За ширмой, откуда вышел генерал, для него установили аналой с иконой, где он мог оставаться наедине с молитвой. Он сразу же спросил о потерях.

– Потери огромны, ваше высокопревосходительство, – отвечал начальник штаба. – Много убитыми и ранеными. И пленных тоже много. Сдались и офицеры и генералы.

Андреев ещё больше побледнел, но сдержался.

– Что генерал Бобрик? От него, наконец, есть вести?

Начштаба молчал.

– Почему не отвечаете?

– Ваше высокопревосходительство, Михаил Васильевич, я не в силах это произнести, – с трудом ответил начальник штаба.

– Что такое, генерал?! Докладывайте!

Начальник штаба вытянулся, одёрнул полы кителя, сглотнул слюну и, стараясь говорить, чтобы голос не сорвался, выдавил:

– Генерал от кавалерии Бобрик передался врагу.

Андреев глухо и негромко застонал, сдавил пальцами виски и ушёл за ширму. Подождав немного, начальник штаба развернулся на каблуках и вышел. Долго ещё в пустом кабинете возносилась тихая молитва.

Однако надо было действовать, то есть, продолжить отступление. Оставив Ковно и Вильно, русские войска ушли в Сморгань и далее.

В Могилёве решено было сделать Ставку, и в августе Могилёв стал военной столицей империи. 23 августа в половине четвёртого утра к станции в Могилёве подошёл императорский поезд. Николай решился на отчаянный шаг – стал Верховным главнокомандующим.

Удивительным образом сочетались в этом человеке воля, рождённая упрямством, с нерешительностью и готовностью находиться под влиянием, чувствительность до сентиментальности с доходящей до безразличия холодностью, скрытность с романтическими порывами. Вероятно, такой романтический порыв и привёл императора к решению взять общее командования на себя. Ему виделся венец спасителя, взвалившего на себя тяжкий крест тогда, когда всё было куда как плохо. В случае победы это сделало бы императора спасителем нации. В случае поражения в государя полетели бы все плевки и насмешки. Это понимали не только приближённые Николая, не только генералы Ставки, но и многие подданные. Как понимали и то, что империю трясёт.

VII

Профессор Одинцов вошёл с шумом и уже из передней громогласно известил домашних:

– Бог знает, что творится в городе! Опять забастовка! Бастуют, бастуют… И где? На военных заводах! На фронте положение хуже некуда, оружия нет, боеприпасов нет, а они бастуют! Ввести бы Государю военное положение, да нельзя: Дума взвоет! Все эти родзянки и гучковы, все кадеты да социал-демократы – сколько болтунов и бездельников!
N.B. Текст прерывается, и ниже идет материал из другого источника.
PR #517, opened 2026-05-12
[feature] Added support for user account expiration #499

### LINKED ISSUE #499: [feature] Support user expiration with automatic deactivation and notification emails
Currently, there is no way to set an expiration date on user accounts. Automatically making users inactive after a defined period or on a set date would allow for more flexible account management and help align with various compliance or business requirements.

- Add an optional, nullable `expiration_date` (`DateField`) to the User model.
- Ensure model validation that enforces `expiration_date` must be set to today or a future date, not in the past.
- Existing users with `expiration_date=None` should continue to behave as they do now and never expire.
- Expose `expiration_date` in both the Django admin and REST API so it can be set for all users. Only users which have the "change" permission for the User model can update this field. 
- Implement a daily periodic task using celery beat which is executed at `00:01` AM, using Django timezone-aware utilities, to:
  - fetch all active users whose `expiration_date` is in the past
  - set `is_active=False` for these users
  - avoid touching users who are already inactive
  - remain idempotent and safe for multiple runs

> [!IMPORTANT]  
> Double check that the celery beat is executed based on the TZ defined in the Django project settings independent of time configured on the OS. 

- Implement reminder email notifications:
  1. Send a reminder email before expiration (default: 7 days prior; make this configurable via Django settings)
  2. Send an expiration/deactivation email when the user is marked inactive
- Add tests to cover at least:
  - model validation for past and future dates
  - automatic deactivation of expired users
  - idempotent repeated task execution
  - reminder email dispatch timing
  - expiration/deactivation email dispatch
  - behavior for users with `expiration_date=None`

**Additional context**
- Use `DateField` instead of `DateTimeField` to stay consistent with the current implementation in `openwisp-radius`.
- Handle all date checks with Django timezone-aware utilities and compare against the local current date used by the application.
- The scheduled task should only deactivate users that are currently active, so it does not interfere with other user state transitions that may already have set `is_active=False`.
- The feature should work alongside existing signals, tasks, and user lifecycle operations already present in `openwisp-users`.
- Suggested settings names could follow the existing naming convention, for example:
  - `OPENWISP_USERS_EXPIRATION_REMINDER_DAYS`
- Migration behavior should be backward compatible: existing rows should default to `NULL`, meaning no expiration date is set.

Related issues:

- https://github.com/openwisp/openwisp-radius/issues/706
- https://github.com/openwisp/docker-openwisp/issues/587
- https://github.com/openwisp/ansible-openwisp2/issues/608

pandafy:
## Checklist

Closes #499.

## Description of Changes

Added user account expiration with automated deactivation and notification emails.

- Added `expiration_date` DateField to the User model with past-date validation
- Added `deactivate_expired_users()` classmethod + Celery task that bulk-deactivates users whose expiration date has passed and sends localized deactivation emails
- Added `expiration_reminder_email()` classmethod + Celery task that sends reminder emails `USER_EXPIRATION_WARNING_DAYS` (default: 7) before expiration
- Exposed `expiration_date` in the admin "Account expiration" fieldset and in API serializers with validation
- Added email templates (HTML/text) for both expiration and reminder notices
- Added `OPENWISP_USERS_EXPIRATION_WARNING_DAYS` setting (0 disables reminders)
- Configured Celery beat schedules to run both tasks daily


openwisp_users/base/models.py
```diff
@@ -197,6 +213,133 @@ def _invalidate_user_organizations_dict(self):
...
+
+        This performs a bulk update to set is_active=False for all active users
+        with expiration_date <= today. It returns the number of users
+        deactivated.
+
+        Emails are sent only to affected users who have a verified email
+        address, while all expired active users are deactivated.
+        """
+        expiry_date = localdate()
+        qs = cls.objects.filter(is_active=True, expiration_date__lte=expiry_date)
```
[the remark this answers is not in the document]
pandafy: @coderabbitai why do you think this?

nemesifier (changes requested):
See my inline comment below.

openwisp_users/api/serializers.py
```diff
@@ -235,6 +238,7 @@ class Meta:
             "is_active",
             "is_staff",
             "is_superuser",
+            "expiration_date",
```
nemesifier, line 252: `SuperUserListSerializer.create()` still validates the model during `save()` by calling `instance.full_clean()`, but this path does not convert `django.core.exceptions.ValidationError` to DRF `ValidationError`.

With this new `expiration_date` API field, `POST /users/` with a past date can raise a 500 instead of returning a 400 field error. The detail serializer already handles this conversion on update.

Please move this validation into the serializer validation path, preferably by reusing/adapting `ValidatedModelSerializer`, or catch `DjangoValidationError` here and re-raise DRF `ValidationError`. Please also add create API coverage for a past `expiration_date`.

pandafy:
@coderabbitai full review!

docs/user/settings.rst
```diff
@@ -261,3 +261,18 @@ change their passwords.
...
+
+============ ===========
+**type**:    ``integer``
+**default**: ``7``
+============ ===========
+
+Number of days before a user's ``expiration_date`` when OpenWISP sends an
+account expiration reminder email.
+
+If set to ``0``, reminder emails are disabled.
```
nemesifier, line 278: Also here let's add a link to the new page.

In the new page, let's add a link to this setting.

nemesifier (changes requested):
Let's add a short docs page for this feature, add a mention of the new feature in the intro page (link to the dedicated page). Let's explain the use case: it's either for contractors who are in charge of specific parts of the network but they are contracted only for a specific period of time, so the expiration reflects the expiration date of their contrac, this facilitates the job of the main admins who don't have to constantly police the accounts of the contractors. The other use case is for [temporary wifi access created via openwisp-radius](https://openwisp.io/docs/dev/radius/user/generating_users.html), we can add an internal link to that page.

openwisp_users/settings.py
```diff
@@ -64,6 +64,9 @@ def export_organizations(user):
 STAFF_USER_PASSWORD_EXPIRATION = getattr(
     settings, "OPENWISP_USERS_STAFF_USER_PASSWORD_EXPIRATION", 0
 )
+USER_EXPIRATION_WARNING_DAYS = getattr(
+    settings, "OPENWISP_USERS_EXPIRATION_WARNING_DAYS", 7
+)
```
pandafy, line 70: @nemesifier what do you think about this?

nemesifier:
@coderabbitai full review

openwisp_users/base/models.py
```diff
@@ -182,6 +201,20 @@ def clean(self):
             raise ValidationError(
                 {"email": _("User with this Email address already exists.")}
             )
+        if self.expiration_date and self.expiration_date < localdate():
```
nemesifier: I think this validation still leaves a dangerous edge case: it allows an existing past `expiration_date` to remain unchanged, which is needed for editing unrelated fields, but it also allows changing `is_active` from `False` back to `True` while keeping that already-expired date. The bulk admin action clears only dates strictly before `localdate()`, while the task treats `expiration_date <= localdate()` as expired, so a user expiring today can also be reactivated with a date the task will immediately consider expired. I think we should reject `is_active=True` when `expiration_date <= localdate()` unless the same update clears or extends the date, and add a regression test for this.

openwisp_users/base/models.py
```diff
@@ -197,6 +230,176 @@ def _invalidate_user_organizations_dict(self):
...
+        # queryset would no longer match these users.
+        deactivated_user_ids = list(
+            cls.objects.filter(
+                is_active=True, expiration_date__lte=expiry_date
+            ).values_list("id", flat=True)
+        )
+        if not deactivated_user_ids:
+            return 0
+
+        users_to_deactivate = cls.objects.filter(id__in=deactivated_user_ids).only(
```
nemesifier: This re-query only uses the ID snapshot captured earlier. If an admin extends/removes the expiration date, or another worker runs the same task, between the snapshot and this loop, we can still deactivate and notify a user that no longer matches `is_active=True, expiration_date__lte=expiry_date`. Two concurrent workers can also select the same users and send duplicate deactivation emails. I think this should re-check eligibility immediately before saving, or process rows under a transaction/row lock such as `select_for_update(skip_locked=True)` where supported, and send emails only for rows actually changed by this task.

openwisp_users/tests/test_models.py
```diff
@@ -494,6 +547,606 @@ def test_password_expiration_mail_settings_disabled(self):
...
+                ],
+            )
+            self._assert_email_recipient(
+                deactivate_expired_users,
+                None,
+            )
+
+    @patch.object(app_settings, "USER_EXPIRATION_WARNING_DAYS", 7)
+    def test_expiration_reminder_email(self):
+        reminder_date = now().date() + timedelta(days=7)
```
nemesifier: The implementation uses `localdate()` for validation, reminders, and deactivation, but these tests use `now().date()`. In the test project `TIME_ZONE` is `Europe/Rome` with `USE_TZ=True`, so there is a daily window where UTC `now().date()` differs from the local date used by the code under test. I think all account-expiration test fixtures should use `localdate()` (and explicit local dates when freezing time), otherwise we can get flaky tests and miss local/UTC off-by-one regressions.

docs/user/account-expiration.rst
```diff
@@ -0,0 +1,32 @@
...
+
+How it works
+------------
+
+When an ``expiration_date`` is set on a user account, OpenWISP Users can
+send reminder emails before the account expires. The reminder period can
+be configured using :ref:`OPENWISP_USERS_EXPIRATION_WARNING_DAYS
+<openwisp_users_expiration_warning_days>`.
+
+Once the expiration date is reached, the account is automatically
```
nemesifier: One question: is this feature enabled by default in ansible-openwisp2? If so, we don't need to say much here.

nemesifier (commented):
Thanks for the great effort here, this is nearly there. I fixed the locale compilation issue locally by correcting the Russian and Slovenian plural headers and verified both files with `msgfmt -c`; the remaining points are mostly about making the solution more robust around edge cases. Please read the inline comments below.

docs/user/account-expiration.rst
pandafy: It is enabled by default in ansible-openwisp2

pandafy:
@nemesifier are you okay with having the Account Expiration fieldset after the Permission fieldset? 

image


Or, would you like to move it around?

nemesifier:
I found two small but important consistency issues around reactivating expired users.

First, the deactivation logic treats an account expiring today as expired, but the admin bulk action was only clearing dates strictly in the past. This meant an inactive user with expiration date set to today could be marked active again while keeping a date that the deactivation task would immediately consider expired.

Second, model validation blocked reactivation with the same old expired date, but it still allowed reactivation if the date was changed to today. Since today is also considered expired by the deactivation task, this would still leave us with an active user in an expired state.

I pushed a fix in 2414098. The admin action now clears expiration dates up to and including today before reactivation, and model validation now rejects reactivation unless the expiration date is moved to a future date or cleared. I also added regression coverage for the past date, today date, and future date cases so this behavior stays consistent.

nemesifier:
> @nemesifier are you okay with having the Account Expiration fieldset after the Permission fieldset?
> 
> image
> Or, would you like to move it around?

I added the field to the add user form and moved it up:

image

nemesifier (dismissed):
@pandafy I've done a number of improvements, please review.
From my side it's ready.

nemesifier:
@coderabbitai full review

docs/user/account-and-password-expiration.rst
```diff
@@ -0,0 +1,75 @@
...
+~~~~~~~~~~~~~~~~~~~~~~~~~~~~
+
+When an ``expiration_date`` is set on a user account, OpenWISP Users can
+send reminder emails before the account expires. The reminder period can
+be configured using :ref:`OPENWISP_USERS_EXPIRATION_WARNING_DAYS
+<openwisp_users_expiration_warning_days>`.
+
+Once the expiration date is reached, the account is automatically
+deactivated unless the expiration date is extended or removed.
+
```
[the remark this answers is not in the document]
nemesifier: the installer takes care

openwisp_users/tests/test_models.py
```diff
@@ -24,6 +33,47 @@
...
+
+    def _setup_deactivation_user(self, label):
+        email = f"user{label}@example.com"
+        with freeze_time("2026-05-10 10:00:00+02:00"):
+            return self._create_user(
+                username=f"testuser{label}",
+                email=email,
+                is_active=True,
+                expiration_date=localdate(),
+            )
```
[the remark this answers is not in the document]
nemesifier: we cannot go back in time you know

pandafy (commented):
LGTM! Thanks for the changes @nemesifier

openwisp_users/admin.py
```diff
@@ -269,15 +281,38 @@ def make_inactive(self, request, queryset):
...
-        count = queryset.count()
+        # Clear expired expiration dates before reactivating users.
+        today = localdate()
+        queryset = queryset.filter(is_active=False)
+        expired_count = queryset.filter(expiration_date__lte=today).update(
+            is_active=True, expiration_date=None
+        )
+        count = queryset.filter(
+            Q(expiration_date__isnull=True) | Q(expiration_date__gt=today)
+        ).update(is_active=True)
```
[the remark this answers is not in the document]
nemesifier: @pandafy let's proceed with this change as discussed.

nemesifier (approved):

– Но, папа, – попыталась возразить Татьяна, – пожалуй, не все такие глупцы. Неужто никто не понимает истинного положения.

– Пустое! Не понимают! А ежели понимают, да продолжают упорствовать в глупости, то это – предательство. Идёт война, гибнут лучшие люди (на войне всегда гибнут лучшие), а болтуны межпартийными дрязгами заняты! Все словно ума лишились! Бацилла пораженчества витает повсюду. А где пораженчество, там вседозволенность. Вчера один студент-филолог надерзил милейшему Павлу Аркадьевичу. По пустяку какому-то. А профессор так опешил, что и не нашёлся, что ответить, только махнул рукой: совестно вам, сударь, и пошёл прочь. И всё студенту с рук сошло.
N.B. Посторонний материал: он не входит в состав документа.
PR #542, opened 2026-07-14
[feature] Made disabled organizations readonly but deletable #522

### LINKED ISSUE #522: [change] Make disabled organizations readonly but deletable

When an organization is disabled (`is_active = False`), writes against objects related to that organization are not consistently blocked.

Some paths already behave correctly through membership filtering, but that is not a reliable or explicit protection. A few write paths still bypass it, and disabled organizations can also appear in organization selection widgets.

Image

Make disabled organizations a first-class write guard.

Objects related to a disabled organization should:

- remain **readable**
- remain **deletable**
- be blocked from **creation**
- be blocked from **update**

In addition, organization selection fields, autocomplete widgets, and other FK pickers should exclude disabled organizations.

This behavior should be enforced consistently across:

- Django admin
- DRF views and permissions
- model validation for membership and ownership records
- queryset helpers used by organization selectors and autocomplete fields

**Goals**

- make the disabled-organization rule explicit instead of relying on indirect membership filtering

Профессор прошёл в кабинет, и оттуда вскоре донеслось:

– Ну, что я говорил?! Ох, не к добру, не к добру связались мы с этими англо-саксами. Вот полюбуйтесь, что их посол говорит. – Профессор вышел из кабинета, держа в руках номер «Нового времени».

– Полюбуйтесь. Вот интервью этого Джоржа Бьюкенена. Они, англичане, не наступают, дескать, потому, что снаряды накапливают. Вот накопят, тогда и ударят. Мы ушли из Польши, мы оставили Ковно и Вильно, а они снаряды накапливают! – профессор тыкал в страницу газеты снятым пенсне. Это означало, что он крайне возбуждён и раздосадован. Татьяна поспешила успокоить отца и отвела его в кабинет. Оттуда долго ещё доносилось:

– Ох, нахлебаемся мы, нахлебаемся мы горя с этими союзничками. И государь на беду себе возглавил Ставку. На него же теперь всех собак повесят.

– Может, ты сгущаешь краски? – попыталась успокоить мужа Александра Аркадьевна.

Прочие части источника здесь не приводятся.